• [Task instructions]
Reproduce exactly, and nothing but, the lines between the one with "these errors are" and the end of the entries, both ends included.

Source data:
※
PR #3170, opened 2024-10-17
remove vestigial connector preview errors

lennyburdette:
these errors are technically in fed 2.7 but were removed for 2.9 and beyond. we never formally documented the directives that would trigger them so they can be removed.

this file isn't generated is it?


Meschreiber (approved):
Thanks for updating!

The file isn't autogenerated afaik.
※
• [Problem solution]
these errors are technically in fed 2.7 but were removed for 2.9 and beyond. we never formally documented the directives that would trigger them so they can be removed.

this file isn't generated is it?


Meschreiber (approved):
Thanks for updating!

The file isn't autogenerated afaik.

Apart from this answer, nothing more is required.